# Robust Optimal Classification Trees In many applications, full control of data collection in both training and deployment is rare. For example, the data collection mechanism may change between training and deployment, or the environment may change the distribution of data over time. This corresponds to a *distribution shift*, where the distribution of the training data does not match the distribution of the deployment data. As a result, any trained model can perform poorly in the testing/deployment phase in the presence of distribution shifts `RobustTreeClassifier` is an MIO-based method for building optimal classification trees robust to these distribution shifts for data with integer-valued features.

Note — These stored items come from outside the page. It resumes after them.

PR #1348, opened 2020-09-22
Upcoming payment reminder

niluzok:
## Description
I added a notification about the upcoming recurrent payment. Notification is scheduled on 1 day before payment due date.

## How has this been tested?
I ve done only manual testing. I created several orders with recurrent payments, than looked for scheduled actions and their dates: actual payment and notification the day before. Than i ran this scheduled actions by hand and watched as they reappeared. Than i tested order due date change and order cancelation.

## Types of changes
- New notification controller + view
- Added code for scheduling and unscheduling notification invocation in order model next to code for scheduling and unscheduling or recurrent payments

## Checklist:
- [ ] My code has been tested.
- [ ] My code passes all existing automated tests. 
- [x] My code follows the LifterLMS Coding & Documentation Standards.

PR #1545, opened 2021-02-26
Upcoming payment reminder

eri-trabiccolo:
## Description
This aimed just to add some tests to https://github.com/gocodebox/lifterlms/pull/1348
but as often happens revealed to be a little bit more complicated than it was supposed to be.
I've also took the occasion to update docs and cs of "involved" files.
Improve (hopefully) the logic, abstract something, un-abstract (sic!) something else.

## How has this been tested?
manually, existing and new unit tests

## Types of changes

## Checklist:


includes/class.llms.emails.php
```diff
@@ -196,17 +221,150 @@ public function get_emails() {
...
+	 * Return an associative array with the table's tags inline style
+	 *
+	 * It makes sure that all the required tags (table, tr, td) are set.
+	 *
+	 * @since [version]
+	 *
+	 * @param string Optional. Any of ARRAY_A | ARRAY_N constants. Default is ARRAY_N.
+	 *               With ARRAY_A returns an associative array whose keys are the tags `table`, `tr`, `td`, and their styles as values.
+	 *               With ARRAY_N returns an array with the following order 0 = table style, 1 = tr style, 2 = td style.
+	 *               Will defaults to ARRAY_N if the provided value is different than ARRAY_A | ARRAY_N constants.
```
thomasplevy: Missing param name

```suggestion
	 * @param string $output Optional. Any of ARRAY_A | ARRAY_N constants. Default is ARRAY_N.
	 *                       With ARRAY_A returns an associative array whose keys are the tags `table`, `tr`, `td`, and their styles as values.
	 *                       With ARRAY_N returns an array with the following order 0 = table style, 1 = tr style, 2 = td style.
	 *                       Will defaults to ARRAY_N if the provided value is different than ARRAY_A | ARRAY_N constants.
```

includes/class.llms.emails.php
```diff
@@ -196,17 +221,150 @@ public function get_emails() {
...
+	 * @return array
+	 */
+	private function get_parsed_table_style( $output = ARRAY_N ) {
```
thomasplevy: After reviewing the usage of this I think it might make sense to just drop the logic for returning an `ARRAY_A`. If we're only going to use the numeric version internally I don't see why bothering to have an alternative version, especially on a private function.

While I do think that an associative array is easier to understand, parse, and work with, if we don't need it why bother?

Alternatively, perhaps we can drop the `ARRAY_N` and always return the associative array. When using it with `list()` later we could pass it through `array_values()`.

Or perhaps I'm missing a good reason for having both.

includes/class.llms.emails.php
```diff
@@ -196,17 +221,150 @@ public function get_emails() {
...
+	}
+
+	/**
+	 * Return the table's `table` tag inline style
+	 *
+	 * @since [version]
+	 *
+	 * @return string
+	 */
+	protected function get_table_table_style() {
```
thomasplevy, line 299: what a method name :laughing:

includes/controllers/class.llms.controller.orders.php
```diff
@@ -169,14 +170,44 @@ public function complete_order( $order, $old_status ) {
 
 		unset( LLMS()->session->llms_coupon );
 
-		// Trigger order complete action.
+		/**
+		 * Action fired on order complete
+		 *
+		 * Prior to the students being enrolled.
+		 *
+		 * @since Unknown
```
thomasplevy: This is almost certainly from version 1

```suggestion
		 * @since 1.0.0
```

includes/controllers/class.llms.controller.orders.php
```diff
@@ -477,39 +521,66 @@ public function pending_cancel_order( $order ) {
 	 * @since 3.0.0
 	 * @since 3.32.0 Record order notes and trigger actions during errors.
 	 * @since 3.36.1 Made sure to process only proper LLMS_Orders of existing users.
+	 * @since [version] Fixed buggy logging on gateway error because it doesn't support recurring payments.
```
thomasplevy, line 523: where's the bugfix?

includes/models/model.llms.order.php
```diff
@@ -632,13 +641,37 @@ public function get_customer_name() {
...
 	/**
-	 * An array of default arguments to pass to $this->create()
-	 * when creating a new post
+	 * Retrieve the customer's full billing address
+	 *
+	 * @since [version]
+	 *
+	 * @return string
+	 */
+	public function get_customer_full_address() {
```
thomasplevy, line 650: We should get a test for this function and should probably also consider (later) where else addresses are output.

I know there's other places that addresses are output.

I'm also wondering if we should consider outputting these with newlines (for proper actual address formatting) and then there's the i18n consideration that this is the US address format and other countries have their own formats..

includes/models/model.llms.order.php
```diff
@@ -829,19 +868,54 @@ public function get_next_payment_due_date( $format = 'Y-m-d H:i:s' ) {
...
+		 * A timestamp should always be returned as the conversion to the requested format
+		 * will be performed on the returned value.
+		 *
+		 * @since [version]
+		 *
+		 * @param int        $upcoming_payment_reminder_time Unix timestamp for the next payment due date.
+		 * @param LLMS_Order $order                          Order object.
+		 * @param string     $format                         Requested date format.
+		 */
+		$upcoming_payment_reminder_time = apply_filters( 'llms_order_get_next_upcoming_payment_reminder_date', strtotime( '-1 day', strtotime( $next_payment_date ) ), $this, $format );
```
thomasplevy: I think it would make sense to add an additional filter allowing customization of the number of days directly. With this filter users will have to calculate the date themselves if they want to send the email 3 days before payment instead of 1.

We should leave this filter but I'm thinking just add another filter like `llms_order_payment_reminder_days`, default it to 1 and then users can quickly change 1 to 3 or 5 or 50.

This line can then pass in a variable (always converted to a negative number) instead of hardcoded 1.

Do you agree?

I also think that this is very likely something that many users will want to customize. 1 day maybe makes general sense but I actually think for me I'd want it to be 3 days.

I think we should add an option on the notification settings allowing end user customziation of this number without code

thomasplevy (commented):
Incomplete review, but some feedback and questions / thoughts

includes/class.llms.emails.php
eri-trabiccolo: Makes sense, but on the other hand we're going to always return an associative array when we already know that we'll use only the values...
So I will just drop the ARRAY_A case.

includes/class.llms.emails.php
eri-trabiccolo: Not my choice, I made a contest and that won by far.

includes/controllers/class.llms.controller.orders.php
eri-trabiccolo: @thomasplevy, I fixed this buggy line:
https://github.com/gocodebox/lifterlms/blob/4.17.0/includes/controllers/class.llms.controller.orders.php#L540
where `'recurring-payments'` and  `$order_id` are swapped.

includes/models/model.llms.order.php
eri-trabiccolo: @thomasplevy 
I've added a test for this function:
https://github.com/gocodebox/lifterlms/blob/e626c2bdaf3250d49b24129fb24f119357082ad9/tests/phpunit/unit-tests/models/class-llms-test-model-llms-order.php#L1266

Ok the only purpose for this was to reduce redundancy.
Add a todo here and open an issue or do you want to address it in this PR?
In this case I should document myself on i18n addresses :D

includes/models/model.llms.order.php
eri-trabiccolo: I thought that too, and I have noted as something to ask you when the PR was ready.
Long story short: I fully agree.

includes/class.llms.emails.php
thomasplevy: :+1:

includes/controllers/class.llms.controller.orders.php
thomasplevy: oh whoops :+1:

includes/models/model.llms.order.php
eri-trabiccolo: > I think we should add an option on the notification settings allowing end user customization of this number without code

On a second thought... this means that from the order model we're going to schedule an action at a time which depends on a notification's setting?

eri-trabiccolo: @thomasplevy ^

thomasplevy: Yes, that's what I'm thinking. The notification setting is something of a "global" setting that applies to all notifications of that type (regardless of order). I don't see a problem here. Do you see an issue that I'm not seeing or are you just clarifying?

eri-trabiccolo: Well no it's fine, it's just that I already wasn't very sure that the method to retrieve the upcoming payment reminder of an order had to be a method of the order, but yeah it's fine so.

thomasplevy:
@eri-trabiccolo I got a notification of a mention but I think the force push buried it. Or something. Is this ready for me to have a review of now?

eri-trabiccolo:
@thomasplevy 
Not ready yet. I've just moved the notification scheduling logic from the orders model to the notification controller as agreed. Still need to add the option to change the default number of days and then add tests.
I'm going to add you as reviewer when ready.

eri-trabiccolo:
@thomasplevy 
this is ready for an "initial" review.
Missing:
- ~more unit tests for the new methods~
- ~method for sending a test email too~
- I think the notification should be not enabled by default for old customers. We discussed a way to do this with the db updater... shall we?

includes/abstracts/llms.abstract.notification.controller.php
```diff
@@ -367,6 +367,18 @@ public function get_supported_types() {
...
+	/**
+	 * Get an array of additional options to be added to the notification view in the admin panel
+	 *
+	 * @since [version]
+	 *
+	 * @param string $type Type of the notification.
+	 * @return array
+	 */
+	public function get_additional_options( $type ) {
+		return apply_filters( 'llms_notification_' . $this->id . '_additional_options', $this->set_additional_options( $type ), $this, $type );
```
thomasplevy: + Filter needs docs
+ file header needs version update

tests/phpunit/unit-tests/notifications/controllers/class-llms-test-notification-controller-upcoming-payment-reminder.php
```diff
@@ -0,0 +1,198 @@
...
+		LLMS_Site::update_feature( 'recurring_payments', true );
+
+		// Check notification sent for existing order and student.
+		$this->assertTrue( $this->controller->action_callback( $order->get( 'id' ) ) );
+
+		// Check notification not sent for error gateway.
+		$order->set( 'payment_gateway', 'garbage' );
+		$this->assertFalse( $this->controller->action_callback( $order->get( 'id' ) ) );
+
+		// Check notification not sent for gateway that do not suppor recurring payments
```
thomasplevy:
```suggestion
		// Check notification not sent for gateway that do not support recurring payments
```

includes/notifications/controllers/class.llms.notification.controller.upcoming.payment.reminder.php
```diff
@@ -0,0 +1,426 @@
...
+	 * @since [version]
+	 *
+	 * @param string $type Type of the notification.
+	 * @return array
+	 */
+	protected function set_additional_options( $type ) {
+
+		return array(
+			array(
+				'id'                => $this->get_option_name( 'reminder_days' ),
```
thomasplevy: We should utilize the type passed into this so that as to allow the different notification types to have different options (like other existing options)

This also means we should have a helper method `get_reminder_days( $type )` and replace calls to `get_option( 'reminder_days' )` with that helper method that'll always pull the option for the given type

```suggestion
				'id'                => $this->get_option_name( $type . '_reminder_days' ),
```

includes/notifications/views/class.llms.notification.view.upcoming.payment.reminder.php
```diff
@@ -0,0 +1,263 @@
...
+	/**
+	 * Setup notification subject for output
+	 *
+	 * @since [version]
+	 *
+	 * @return string
+	 */
+	protected function set_subject() {
+		// Translators: %s = The product title.
+		return sprintf( __( 'You will be charged for your subscription to %1$s tomorrow', 'lifterlms' ), '{{PRODUCT_TITLE}}' );
```
thomasplevy:
```suggestion
		return sprintf( __( 'Upcoming payment reminder for your subscription to %1$s', 'lifterlms' ), '{{PRODUCT_TITLE}}' );
```

includes/notifications/views/class.llms.notification.view.upcoming.payment.reminder.php
```diff
@@ -0,0 +1,263 @@
...
+	 *
+	 * @return string
+	 */
+	protected function set_title() {
+		if ( 'email' === $this->notification->get( 'type' ) ) {
+			// Translators: %s = The order ID.
+			return sprintf( __( 'You will be charged for your subscription tomorrow. Order #%s', 'lifterlms' ), '{{ORDER_ID}}' );
+		}
+		// Translators: %s = The product title.
+		return sprintf( __( 'You will be charged for your subscription to %s', 'lifterlms' ), '{{PRODUCT_TITLE}}' );
```
thomasplevy:
```suggestion
		return __( 'Upcoming Subscription Payment', 'lifterlms' );
```

includes/notifications/views/class.llms.notification.view.upcoming.payment.reminder.php
```diff
@@ -0,0 +1,263 @@
...
+		<p>
+		<?php
+			// Translators: %s= The customer name.
+			printf( __( 'Hello %s,', 'lifterlms' ), '{{CUSTOMER_NAME}}' );
+		?>
+		</p>
+		<p>
+		<?php
+			// Translators: %1$s = The product title, %2$s The upcoming payment due date.
+			printf( __( 'You will be charged for your subscription to %1$s tomorrow on %2$s.', 'lifterlms' ), '{{PRODUCT_TITLE}}', '{{NEXT_PAYMENT_DATE}}' );
```
thomasplevy:
```suggestion
			printf( __( 'You will be charged for your subscription to %1$s on %2$s.', 'lifterlms' ), '{{PRODUCT_TITLE}}', '{{NEXT_PAYMENT_DATE}}' );
```

includes/notifications/views/class.llms.notification.view.upcoming.payment.reminder.php
```diff
@@ -0,0 +1,263 @@
...
+
+	/**
+	 * Setup default notification body for basic notifications
+	 *
+	 * @since [version]
+	 *
+	 * @return string
+	 */
+	private function set_body_basic() {
+		return esc_html__( 'You will be charged for your subscription tomorrow.', 'lifterlms' );
```
thomasplevy:
```suggestion
		return sprintf( esc_html__( 'You will be charged for your subscription to %1$s tomorrow.', 'lifterlms' ),  '{{PRODUCT_TITLE}}' );
```

thomasplevy (changes requested):
Some initial review. This looks very good but a few minor suggestions (mostly language which we can fight about if you like)

I'm still running manual tests but it looks like it should work right (save the change to the options I mention)

thomasplevy:
Manual testing looks stellar :+1:

includes/notifications/controllers/class.llms.notification.controller.upcoming.payment.reminder.php
eri-trabiccolo: Mmm alright, I actually thought to have one "shared" option on purpose... but makes sense and why not.

eri-trabiccolo: @thomasplevy but this means that we have to schedule two different actions...
This complicates the things a bit... do we really want this?

eri-trabiccolo: Alright I think the answer is yes we really want this.

eri-trabiccolo: @thomasplevy 
done in https://github.com/gocodebox/lifterlms/pull/1545/commits/0ee4aecc858af901641e24360c0db3e1d8783d52
needs more tests though - I haven't ran any manual test (except for the manual sending which doesn't imply the scheduling).

thomasplevy:
@eri-trabiccolo I think this looks pretty good, let me know when you're satisfied and I'll do more testing

eri-trabiccolo:
@thomasplevy I ran some additional tests. I think I'm satisfied.

eri-trabiccolo:
> @thomasplevy
> this is ready for an "initial" review.
> Missing:
> 
> * ~more unit tests for the new methods~
> * ~method for sending a test email too~
> * I think the notification should be not enabled by default for old customers. We discussed a way to do this with the db updater... shall we?

^
@thomasplevy about the defaults strategy then?

thomasplevy:
@eri-trabiccolo yes... we did discuss this.

I think that this should *be enabled by default* for new users but existing users should have to opt-in to it. This kind of a notification, I think, is probably one that will be polarizing. We've had users in the past complain that sending the receipt was problematic because users would request a refund and ask to cancel a subscription when they were reminded they had one...

My thinking was that we'd add a DB update/migration that would flip the options off during an upgrade. Based on how upgrades work a new user wouldn't have the upgrade run whereas an existing user would.

Sound good?

thomasplevy:
And by "disabled" i mean there shouldn't be any subscribers set

thomasplevy (approved):
Everything seems pretty good here to me, I approve

eri-trabiccolo:
> @eri-trabiccolo yes... we did discuss this.
> 
> I think that this should _be enabled by default_ for new users but existing users should have to opt-in to it. This kind of a notification, I think, is probably one that will be polarizing. We've had users in the past complain that sending the receipt was problematic because users would request a refund and ask to cancel a subscription when they were reminded they had one...
> 
> My thinking was that we'd add a DB update/migration that would flip the options off during an upgrade. Based on how upgrades work a new user wouldn't have the upgrade run whereas an existing user would.
> 
> Sound good?

Yup, we discussed about this and I agree.
I'm going to wait for the kind of db update we discussed to be ready then...

eri-trabiccolo:
@thomasplevy done. <3

includes/class.llms.install.php
```diff
@@ -108,6 +108,10 @@ class LLMS_Install {
 			'llms_update_500_update_db_version',
 			'llms_update_500_add_admin_notice',
 		),
+		'5.1.4'  => array(
```
thomasplevy:
```suggestion
		'5.2.0'  => array(
```

includes/class.llms.install.php
```diff
@@ -108,6 +108,10 @@ class LLMS_Install {
...
+			'llms_update_514_upcoming_reminder_notification_backward_compat',
```
thomasplevy:
```suggestion
			'llms_update_520_upcoming_reminder_notification_backward_compat',
```

includes/class.llms.install.php
```diff
@@ -108,6 +108,10 @@ class LLMS_Install {
...
+			'llms_update_514_update_db_version',
```
thomasplevy:
```suggestion
			'llms_update_520_update_db_version',
```

includes/functions/llms.functions.updates.php
```diff
@@ -25,6 +25,7 @@
 require_once 'updates/llms-functions-updates-450.php';
 require_once 'updates/llms-functions-updates-4150.php';
 require_once 'updates/llms-functions-updates-500.php';
+require_once 'updates/llms-functions-updates-514.php';
```
thomasplevy:
```suggestion
require_once 'updates/llms-functions-updates-520.php';
```

includes/functions/updates/llms-functions-updates-514.php
```diff
@@ -0,0 +1,50 @@
+<?php
+/**
+ * Update functions for version 5.1.4
```
thomasplevy:
```suggestion
 * Update functions for version 5.2.0
```

includes/functions/updates/llms-functions-updates-514.php
```diff
@@ -0,0 +1,50 @@
...
+ * @since [version]
+ * @version [version]
+ */
+
+defined( 'ABSPATH' ) || exit;
+
+/**
+ * Turn off autoload for accounting legacy options
+ *
+ * @since 5.1.4
```
thomasplevy:
```suggestion
 * @since [version]
```

includes/functions/updates/llms-functions-updates-514.php
```diff
@@ -0,0 +1,50 @@
...
+ *
+ * @return bool True if it needs to run again, false otherwise.
+ */
+function llms_update_514_upcoming_reminder_notification_backward_compat() {
```
thomasplevy:
```suggestion
function llms_update_520_upcoming_reminder_notification_backward_compat() {
```

includes/functions/updates/llms-functions-updates-514.php
```diff
@@ -0,0 +1,50 @@
...
+ * @package LifterLMS/Functions/Updates
+ *
+ * @since [version]
+ * @version [version]
+ */
+
+defined( 'ABSPATH' ) || exit;
+
+/**
+ * Turn off autoload for accounting legacy options
```
thomasplevy:
```suggestion
 * Explicitly set no subscribers for the new upcoming payment reminder notification
```

includes/functions/updates/llms-functions-updates-514.php
```diff
@@ -0,0 +1,50 @@
...
+	foreach ( $subscribers_for_type as $type => $subscribers ) {
+		add_option( "llms_notification_upcoming_payment_reminder_{$type}_subscribers", array_fill_keys( $subscribers, 'no' ) );
+	}
+
+	return false;
+
+}
+
+/**
+ * Update db version to 5.1.4
```
thomasplevy:
```suggestion
 * Update db version to 5.2.0
```

includes/functions/updates/llms-functions-updates-514.php
```diff
@@ -0,0 +1,50 @@
...
+ *
+ * @since [version]
+ *
+ * @return void|true True if it needs to run again, nothing if otherwise.
+ */
+function llms_update_514_update_db_version() {
```
thomasplevy:
```suggestion
function llms_update_520_update_db_version() {
```

includes/functions/updates/llms-functions-updates-514.php
```diff
@@ -0,0 +1,50 @@
...
+	LLMS_Install::update_db_version( '5.1.4' );
```
thomasplevy:
```suggestion
	LLMS_Install::update_db_version( '5.2.0' );
```

includes/functions/updates/llms-functions-updates-514.php
```diff
@@ -0,0 +1,50 @@
+<?php
```
thomasplevy: update filename to llms-functions-updates-520.php

tests/phpunit/unit-tests/functions/updates/class-llms-test-functions-updates-514.php
```diff
@@ -0,0 +1,101 @@
+<?php
+/**
+* Test updates functions when updating to 5.1.4
```
thomasplevy:
```suggestion
* Test updates functions when updating to 5.2.0
```

tests/phpunit/unit-tests/functions/updates/class-llms-test-functions-updates-514.php
```diff
@@ -0,0 +1,101 @@
+<?php
```
thomasplevy: update filename

tests/phpunit/unit-tests/functions/updates/class-llms-test-functions-updates-514.php
```diff
@@ -0,0 +1,101 @@
...
+/**
+* Test updates functions when updating to 5.1.4
+ *
+ * @package LifterLMS/Tests/Functions/Updates
+ *
+ * @group functions
+ * @group updates
+ * @group updates_514
```
thomasplevy:
```suggestion
 * @group updates_520
```

tests/phpunit/unit-tests/functions/updates/class-llms-test-functions-updates-514.php
```diff
@@ -0,0 +1,101 @@
...
+ *
+ * @since [version]
+ * @version [version]
+ */
+class LLMS_Test_Functions_Updates_514 extends LLMS_UnitTestCase {
```
thomasplevy:
```suggestion
class LLMS_Test_Functions_Updates_520 extends LLMS_UnitTestCase {
```

tests/phpunit/unit-tests/functions/updates/class-llms-test-functions-updates-514.php
```diff
@@ -0,0 +1,101 @@
...
+	 *
+	 * Include update functions file.
+	 *
+	 * @since [version]
+	 *
+	 * @return void
+	 */
+	public static function setupBeforeClass() {
+		parent::setupBeforeClass();
+		require_once LLMS_PLUGIN_DIR . 'includes/functions/updates/llms-functions-updates-514.php';
```
thomasplevy:
```suggestion
		require_once LLMS_PLUGIN_DIR . 'includes/functions/updates/llms-functions-updates-520.php';
```

tests/phpunit/unit-tests/functions/updates/class-llms-test-functions-updates-514.php
```diff
@@ -0,0 +1,101 @@
...
+	}
+
+	/**
+	 * Test llms_update_514_upcoming_reminder_notification_backward_compat() method
+	 *
+	 * @since [version]
+	 *
+	 * @return void
+	 */
+	public function test_llms_update_514_upcoming_reminder_notification_backward_compat() {
```
thomasplevy:
```suggestion
	public function test_llms_update_520_upcoming_reminder_notification_backward_compat() {
```

tests/phpunit/unit-tests/functions/updates/class-llms-test-functions-updates-514.php
```diff
@@ -0,0 +1,101 @@
...
+	 *
+	 * @return void
+	 */
+	public static function setupBeforeClass() {
+		parent::setupBeforeClass();
+		require_once LLMS_PLUGIN_DIR . 'includes/functions/updates/llms-functions-updates-514.php';
+	}
+
+	/**
+	 * Test llms_update_514_upcoming_reminder_notification_backward_compat() method
```
thomasplevy:
```suggestion
	 * Test llms_update_520_upcoming_reminder_notification_backward_compat() method
```

tests/phpunit/unit-tests/functions/updates/class-llms-test-functions-updates-514.php
```diff
@@ -0,0 +1,101 @@
...
+
+		foreach ( $subscribers_for_type as $type => $subscribers ) {
+			$this->assertEquals(
+				array(),
+				get_option( "llms_notification_upcoming_payment_reminder_{$type}_subscribers", array() )
+			);
+		}
+
+		// Run the update.
+		llms_update_514_upcoming_reminder_notification_backward_compat();
```
thomasplevy:
```suggestion
		llms_update_520_upcoming_reminder_notification_backward_compat();
```

tests/phpunit/unit-tests/functions/updates/class-llms-test-functions-updates-514.php
```diff
@@ -0,0 +1,101 @@
...
+			$this->assertNotEquals(
+				array_fill_keys( $subscribers, 'no' ),
+				get_option( "llms_notification_upcoming_payment_reminder_{$type}_subscribers", array() )
+			);
+		}
+
+	}
+
+	/**
+	 * Test llms_update_500_update_db_version()
```
thomasplevy:
```suggestion
	 * Test llms_update_520_update_db_version()
```

tests/phpunit/unit-tests/functions/updates/class-llms-test-functions-updates-514.php
```diff
@@ -0,0 +1,101 @@
...
+	 *
+	 * @since [version]
+	 *
+	 * @return void
+	 */
+	public function test_update_db_version() {
```
thomasplevy:
```suggestion
	public function test_update_520_update_db_version() {
```

tests/phpunit/unit-tests/functions/updates/class-llms-test-functions-updates-514.php
```diff
@@ -0,0 +1,101 @@
...
+
+		$orig = get_option( 'lifterlms_db_version' );
+
+		// Remove existing db version.
+		delete_option( 'lifterlms_db_version' );
+
+		llms_update_514_update_db_version();
```
thomasplevy:
```suggestion
		llms_update_520_update_db_version();
```

tests/phpunit/unit-tests/functions/updates/class-llms-test-functions-updates-514.php
```diff
@@ -0,0 +1,101 @@
...
+
+		$this->assertEquals( '5.1.4', get_option( 'lifterlms_db_version' ) );
```
thomasplevy:
```suggestion
		$this->assertEquals( '5.2.0', get_option( 'lifterlms_db_version' ) );
```

thomasplevy (changes requested):
@eri-trabiccolo 

This looks great but I'm sorry this will be version 5.2.0 not 5.1.4 (this new feature constitutes a minor release)

I've noted, I think, all the places in the code that things need to change but filenames need to be updated too.

For future updates lets talk about a version number before you write the code... I recall us doing this at least once before today also :-(

eri-trabiccolo:
@thomasplevy ready to ship. <3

Details on the method can be found in the paper (Justin et al. 2021).

robust_shift

## Specifying the Distribution Shift To fit a `RobustTreeClassifier`, the expected distribution shift must be specified. This is through the `costs` and `budget` parameters of the `RobustTreeClassifier.fit()` function. `RobustTreeClassifier` contains a function `probabilities_to_costs` to help generate the values for `costs` and `budget` based on knowledge from the application. The `prob` parameter of `probabilities_to_costs` is a matrix (of the same shape as the training covariates) where each entry contains the estimated probability that feature $f$ of sample $i$ will not be shifted, which can be set based on domain knowledge. The `threshold` parameter of `probabilities_to_costs` tunes how much robustness to distribution shifts is needed (in exchange for solving time), and is some value from 0 (exclusive) to 1 (inclusive), where 1 represents no robustness to uncertainty and values near 0 represent complete robustness to uncertainty (i.e. a tree that does not branch). In most settings, a reasonable range for this parameter is between 0.7 and 1. It is advised to tune this parameter and to try different values. For details on how the costs and budgets are mathematically derived from specified `prob` and `threshold` values, see the paper (Justin et al. 2021). ## References * Justin, N., Aghaei, S., Gómez, A., & Vayanos, P. (2021). Optimal robust classification trees. *The AAAI-2022 Workshop on Adversarial Machine Learning and Beyond*.